Set the two bracket pieces on the positioned door rod and locate the three screw holes on the sides of
the metal case. Drill holes in the case to the root diameter of the sheet metal screws and assemble.
The door can be opened and closed now to check any points of binding. If you have binding points, they
can be relieved by further cutting away the firebrick.

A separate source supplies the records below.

Issue #4047, opened 2018-04-19
Host behavior on roll-forward when app-local assembly + file version match framework should be to prefer the shared framework.


ericstj:
When rolling an application forward to a new shared framework and examining versions of assemblies we need to prefer the framework over the app if all other things are equal.

This will make things consistent with the way that 1.x behaved when you referenced a package of the same exact version (prefer the shared framework) as well as 2.x behavior: where conflict resolution prefers the shared framework when all else is the same.

The shared framework copy of the dll is *better* since its been cross-gen'ed and is shareable between multiple apps running on the shared framework.

ahsonkhan:
Is this blocking release just like https://github.com/dotnet/corefx/issues/29218? Should we tag it as such?

cc @karelz

karelz:
@ahsonkhan sure, the label won't hurt, although I don't think anyone is paying attention to it just yet.

cc @steveharter

steveharter:
This is really a performance issue, should not be "blocking release" IMO. Not to say we shouldn't fix it for 2.1, however.

This requires a tweak to the existing code, as the default behavior is app wins with everything else being equal.

karelz:
BTW: blocking-release != blocking-RC1
It just means must-have for 2.1 RTW

steveharter:
Note that this issue is essentially "rule # 2" in the original design\proposal at https://github.com/dotnet/core-setup/issues/3546:

_2. If a [major] or [minor] roll-forward occurs for a given framework, that framework wins over any other higher layer(s)_

but was not implemented as it was deemed not necessary at the time because we were implementing rule # 3 which uses the assembly\file version metadata in the deps.json.

ericstj:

Take two 3 inch retaining collars should be used to keep the hinge rod from sliding back and forth. The
retaining collars can be 3 x 20 hex nuts drilled to a full 3-inch opening. Take one of the hex nut faces on
each nut, drill, and tap them to accept a setscrew. Put the retaining collars on the rod, with one on each
side of the hinge bracket, and center the door, position and tighten the collars in place.
Use a gas torch with a small flame to bend the rod, at a point, 2 inches from the hinge bracket. Heat the
hinge rod to a cherry red and bend the rod up toward the top of the oven at an angle slightly less than
90°. This rod also should be bent back about 35° in relation to the front face of the oven.
Finish the counterweight by drilling a 3-inch diameter hole to a depth of about 2 inches. The
counterweight can be made of any round stock with sufficient weight to hold the door tightly closed. The
counter weight can be secured to the end of the rod by epoxy glue or a setscrew.
FINISHING
Now to the back of the oven, attach one Nichrome wire lead to each of the four brass terminals screws.
Attached across the two upper screws, a piece of heavy gauge copper wire that acts as a jumper to
give continuity to the two heating elements.
On the bottom two brass terminals, attach the heavy-duty line cord. Position and fasten the back cover
using the remaining sheet metal screws. This will complete the oven assembly except for painting. Use
aerosol wrinkled finish paint in either black or gray to give the oven a professional finish.